Based on this, personalized high-intensity exercise can help improve mobility, balance, and coordination [13], aspects that tend to deteriorate with the progression of the disease. Additionally, physical exercise routines carried out at a high intensity stimulate the release of neurotrophic factors that promote neuronal health and plasticity [6,14]. Studies have indicated that people with Parkinson’s disease who participate in intense training experience a slowing down in the progression of their motor symptoms. Improvements in their quality of life and in the ability to perform daily activities have also been observed [15]. High-Intensity Interval Training (HIIT) is a low-volume training method that consists of short periods of high-intensity exercise interspersed with rest or active recovery periods. HIIT has been shown to promote similar or greater physiological adaptations in both healthy and clinical populations, which may be appropriate for people with PD. High-intensity exercise can include activities such as cycling, rowing, running, or resistance training, and is adapted to each patient’s individual abilities. It is crucial that these programs are supervised by specialized professionals to ensure the safety and effectiveness of the training. In summary, incorporating high-intensity exercise could be an effective and transformative therapeutic strategy for people living with PD [16].
On the other hand, new technologies, such as immersive virtual reality (IVR), have been incorporated as an innovative approach to carrying out physical and cognitive therapy in various pathologies, including PD [17,18]. IVR is a technology that creates a computer-generated artificial environment that can be easily configured for therapeutic purposes [19]. This technology allows patients to focus easily on therapy without external interferences [20]. IVR exergames, which integrate games with exercise, can offer a more engaging and interactive approach to physical fitness [21,22]. The virtual reality environment allows for a wide range of virtual activities, including sports, dance, and adventure games [23]. This variety helps overcome user boredom and maintain motivation, leading to a greater adherence to physical activity.
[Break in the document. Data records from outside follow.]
PR #403, opened 2020-10-05
memory leaks and DAOS enhancements

### LINKED ISSUE #356: dsync silently skipping directories that can't be opened (EACCES)
Hello,

For directories that we are denied permission to, dsync does not generate an error (i.e. it's silently skipped).

I think it's as simple as updating walk_readdir_process_dir() and walk_stat_process_dir() to add the appropriate MFU_LOG message to the part that says:

    if (! dirp) {
        /* TODO: print error */
    }

(at least, that works for my use-case)

Thanks

Craig.

### LINKED ISSUE #392: mfu_flist_chunk.c: memory leak
None of these MALLOCs have a corresponding `mfu_free`:

https://github.com/hpc/mpifileutils/blob/66c5273035396c34998c32e9d7918bce9aeca58f/src/common/mfu_flist_chunk.c#L95-L96

https://github.com/hpc/mpifileutils/blob/66c5273035396c34998c32e9d7918bce9aeca58f/src/common/mfu_flist_chunk.c#L127-L131

**NOTE:** A pointer to each `elem` is stored in both `heads` and `tails`
https://github.com/hpc/mpifileutils/blob/66c5273035396c34998c32e9d7918bce9aeca58f/src/common/mfu_flist_chunk.c#L190

https://github.com/hpc/mpifileutils/blob/66c5273035396c34998c32e9d7918bce9aeca58f/src/common/mfu_flist_chunk.c#L252

https://github.com/hpc/mpifileutils/blob/66c5273035396c34998c32e9d7918bce9aeca58f/src/common/mfu_flist_chunk.c#L263-L264

https://github.com/hpc/mpifileutils/blob/66c5273035396c34998c32e9d7918bce9aeca58f/src/common/mfu_flist_chunk.c#L270-L271

https://github.com/hpc/mpifileutils/blob/66c5273035396c34998c32e9d7918bce9aeca58f/src/common/mfu_flist_chunk.c#L300

https://github.com/hpc/mpifileutils/blob/66c5273035396c34998c32e9d7918bce9aeca58f/src/common/mfu_flist_chunk.c#L329

\
\
The only MALLOC in this function that should _**not**_ be freed is:
https://github.com/hpc/mpifileutils/blob/66c5273035396c34998c32e9d7918bce9aeca58f/src/common/mfu_flist_chunk.c#L371
Since the `free` is done in `mfu_file_chunk_list_free`

### LINKED ISSUE #393: mfu_flist_copy.c: memory leak
This `MALLOC` does not have a corresponding `mfu_free`:
https://github.com/hpc/mpifileutils/blob/66c5273035396c34998c32e9d7918bce9aeca58f/src/common/mfu_flist_copy.c#L2042

### LINKED ISSUE #398: daos: mfu_file_open daos discrepancies
Within `mfu_copy_file` -> `mfu_copy_open_file`, errors are not captured properly and logged for `mfu_file->type == DAOS`:
https://github.com/hpc/mpifileutils/blob/871d8f7d96ae01d1bf66c7e9751884f3824ee368/src/common/mfu_flist_copy.c#L1961-L1967
https://github.com/hpc/mpifileutils/blob/871d8f7d96ae01d1bf66c7e9751884f3824ee368/src/common/mfu_flist_copy.c#L1969-L1975

If the type is DAOS, we should check if `mfu_file->obj` is NULL, which would be indication of failure. We also need to make sure the NULL check is sufficient to avoid accidentally using the previously cached file.

Alternatively, we may decide to make `mfu_file_open` return an error, since both `mfu_open` and `dao_open` return errors:
https://github.com/daltonbohning/mpifileutils/blob/871d8f7d96ae01d1bf66c7e9751884f3824ee368/src/common/mfu_io.c#L793
Then, we could also make `mfu_copy_open_file` propogate the error from `mfu_file_open`.
This approach needs further investigation, but either way, DAOS errors should be captured properly and logged.

### LINKED ISSUE #399: daos: daos_symlink and daos_readlink implementation
Within `mfu_io` we need `daos_symlink`, `daos_readlink`, and the corresponding wrapper functions `mfu_file_symlink`, `mfu_file_readlink`.
These can be implemented with `dfs_open` and `dfs_get_symlink_value`.

Then, references to `mfu_readlink` should be updated appropriately.

daltonbohning:
**_daos: added daos_symlink and daos_readlink_**
- Added `mfu_file_readlink`
- Added `daos_readlink`
- Added `mfu_file_symlink`
- Added `daos_symlink`
- Updated corresponding DAOS entry points
- Fixed bug with `PATH_MAX` check

closes #399 

**_mfu_copy_files: fixed memory leak with vals_**
Within `mfu_copy_files`, added `mfu_free(&vals)`

closes #393 

**_mfu_file_chunk_list_alloc: fixed memory leaks_**
Witin mfu_file_chunk_list_alloc:
Added mfu_free for each of the following:
- `sendlist`
- `recvlist`
- `heads`
  - including nested linked list elements
  - does not call `mfu_file_chunk_list_free`, because that also frees the `name`, which should not be freed here, because it points to the `mfu_flist` entry which should still be valid upon exiting
- `tails`
- `counts`
-`bytes`
- `sendbufs`
  - including each index
- `recvranklist`
- `request`
- `status`
- `send_counts`
- `recv_counts`
- `recvbuf`

closes #392 

**_mfu_copy_open_file: uniformly propagate errors_**
- Changed `mfu_copy_open_file` to `return -1` on error.
- Changed callers to check for the error instead of checking if `fd<0`
  - Allows the detail of the error checks to be done in one place
  - Allows easier compatibility with DAOS

closes #398

**_mfu_flist_walk: added more error messages_**
Added a few error messages to places with TODO

closes #356

### DIFF
--- a/src/common/mfu_io.c
+++ b/src/common/mfu_io.c
@@ -126,8 +126,8 @@ static dfs_obj_t* daos_hash_lookup(const char* name, mfu_file_t* mfu_file)
 
     /* Allocate space for name, up to PATH_MAX,
      * leaving 1 extra for the null terminator */
-    size_t name_len = strnlen(name, PATH_MAX-1);
-    if (name_len >= PATH_MAX-1) {
+    size_t name_len = strnlen(name, PATH_MAX);
+    if (name_len > PATH_MAX-1) {
         MFU_LOG(MFU_LOG_ERR, "name is too long");
         daos_dir_hdl_delete(&hdl);
         return NULL;
@@ -628,6 +628,54 @@ retry:
  * Links
  ****************************/
 
+/* emulates readlink with dfs_lookup, dfs_get_symlink_value */
+ssize_t daos_readlink(const char* path, char* buf, size_t bufsize, mfu_file_t* mfu_file)
+{
+#ifdef DAOS_SUPPORT
+    char* name     = NULL;
+    char* dir_name = NULL;
+    parse_filename(path, &name, &dir_name);
+    assert(dir_name);
+
+    daos_size_t got_size = (daos_size_t) bufsize;
+
+    /* Lookup the parent directory first, since it is likely cached */
+    dfs_obj_t* parent = daos_hash_lookup(dir_name, mfu_file);
+    if (parent == NULL) {
+        errno = ENOENT;
+        got_size = -1;
+    } else { 
+        /* Lookup the symlink within the parent */
+        dfs_obj_t* sym_obj;
+        int rc = dfs_lookup_rel(mfu_file->dfs, parent, name, O_RDWR, &sym_obj, NULL, NULL);
+        if (sym_obj == NULL) {
+            MFU_LOG(MFU_LOG_ERR, "dfs_lookup_rel %s failed", path);
+            errno = ENOENT;
+            got_size = -1;
+        } else {
+            /* Read the symlink value. This also makes sure it is S_IFLNK */
+            rc = dfs_get_symlink_value(sym_obj, buf, &got_size);
+            if (rc) {
+                errno = rc;
+                got_size = -1;
+            } else {
+                /* got_size includes the NULL terminator, but mfu_file_readlink
+                * expects that it does not */
+                got_size--;
+            }
+
+            /* Release the symlink */
+            dfs_release(sym_obj);
+        }
+    }
+
+    return (ssize_t) got_size;
+
+#else
+    return (ssize_t) 0;
+#endif
+}
+
 /* call readlink, retry a few times on EINTR or EIO */
 ssize_t mfu_readlink(const char* path, char* buf, size_t bufsize)
 {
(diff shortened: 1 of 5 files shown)


src/common/mfu_io.c
```diff
@@ -628,6 +628,54 @@ int mfu_remove(const char* path)
...
+    assert(dir_name);
+
+    int rc = 0;
+    daos_size_t got_size = (daos_size_t) bufsize;
+
+    /* Lookup the parent directory first, since it is likely cached */
+    dfs_obj_t* parent = daos_hash_lookup(dir_name, mfu_file);
+    if (parent == NULL) {
+        errno = ENOENT;
+        rc = -1;
```
adammoody, line 647: Looks like the code below is return ``got_size``.  Do you mean to set that to -1 instead?

src/common/mfu_io.c
```diff
@@ -628,6 +628,54 @@ int mfu_remove(const char* path)
...
+    } else { 
+        /* Lookup the symlink within the parent */
+        dfs_obj_t* sym_obj;
+        rc = dfs_lookup_rel(mfu_file->dfs, parent, name, O_RDWR, &sym_obj, NULL, NULL);
+        if (sym_obj == NULL) {
+            MFU_LOG(MFU_LOG_ERR, "dfs_lookup %s failed", path);
+            errno = ENOENT;
```
adammoody, line 654: Do we need to set the return code here?

adammoody:
Thanks, @daltonbohning .  I had a couple questions, but this looks good.  Thanks a lot for finding and fixing those memory leaks!

src/common/mfu_io.c
daltonbohning: Yes, thank you. Gotta love copy-paste!

src/common/mfu_io.c
daltonbohning: Yes, thank you!

daltonbohning:
Thanks @adammoody And you're welcome for the memory leaks!

dsikich (approved):
Thanks!

daltonbohning:
@dsikich Thank you!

Moreover, the use of games in non-gaming contexts is a phenomenon that has been gaining attention in various areas, especially in rehabilitation settings [24]. As the technology improves, these virtual experiences become more realistic, enhancing a sense of presence, and allowing for an approximation of the specific tasks, movements, or sports modalities that have been adapted for the patient’s context [25]. Some sports modalities based on cycling [26] or rowing [27] have shown potential benefits for the health of people living with PD. However, practicing these modalities is not without risk, so their practice in controlled environments such as virtual ones could help to minimize the occurrence of accidents, in particular, falls [28], in addition to encouraging a high-intensity performance [29] that maximizes the impact of this TE on the therapeutic targets responsible for dopaminergic loss [30].
This study also has an integrative profile, fostering the autonomy and participation of those affected by this neurodegenerative disease. It aims to eliminate the barriers to exercise perceived by people with PD (e.g., the fear of falling) [31], and the barriers to the access and use of technology in the elderly population in general (i.e., the need for a prior technology mastery) [32], particularly in groups where these two disciplines could be very useful in the aging and rehabilitation processes [33].
Although there are studies that have analyzed the influence of IVR on different parameters in people with PD, such as tasks with dual-task components [22], balance and gait [34], or the work of cycling and dual-task completion [35], there are no studies that have analyzed the effects of high-intensity cycling and rowing training within an IVR environment in patients with Parkinson’s disease, which is what has been developed in the IntegraPark project. It is intended, on the one hand, to take into account the benefits from high-intensity exercise in this type of patient [16] and, on the other, its safe performance (a greater control over the high-intensity exercise to be performed with a minimal possibility of a fall occurring) and promote adherence to the treatment (previous experiences with this type of patient confirms this, as it motivates them and makes exercise more enjoyable [17,18]).
Considering this integrative approach, which combines new technological proposals and the importance of intensity in exercise therapies aimed at the group of people living with PD, the IntegraPark project aims to explore the feasibility and effects of high-intensity training based on rowing and cycling exercises on the functional capacity, quality of life, and progression of PD.

2. Materials and Methods

2.1. Study Design

This study is of a quasi-experimental design (a pre- and post-intervention study).

2.2. Participants

Participation was voluntary and offered to all association members who met the following inclusion criteria: are diagnosed with idiopathic PD by a neurologist; are at a disease progression stage between I and III on the Hoehn and Yahr scale; have the ability to move without assistance; and are not presenting with dementia (Montreal Cognitive Assessment -MoCA- > 26). The exclusion criteria included those who had a contraindication for physical exercise according to their physician, a severe visual or auditory disability, vertigo, or uncontrolled epilepsy. The study adhered to the ethical principles for medical research on human subjects, as outlined in the Declaration of Helsinki [36], and complied with all provisions of the Organic Law 3/2018 on Personal Data Protection and Guarantee of Digital Rights (effective 25 May 2018), ensuring the strict confidentiality of data and test results. It was approved by the Research Ethics Committee of the Galician Health Service (SERGAS), with the registration code 2023/286. All participants signed informed consent forms, and both they and their relatives or guardians were thoroughly informed about the study, its aims, and its benefits.

2.3. Assessment

The evaluation of the different parameters under investigation in this project was carried out twice (pre- and post-intervention assessments). Additionally, the control evaluations were conducted on the parameters indicated by the smart cycle ergometer and row ergometer (baseline, after 15 days, and final). The variables to follow were assessed.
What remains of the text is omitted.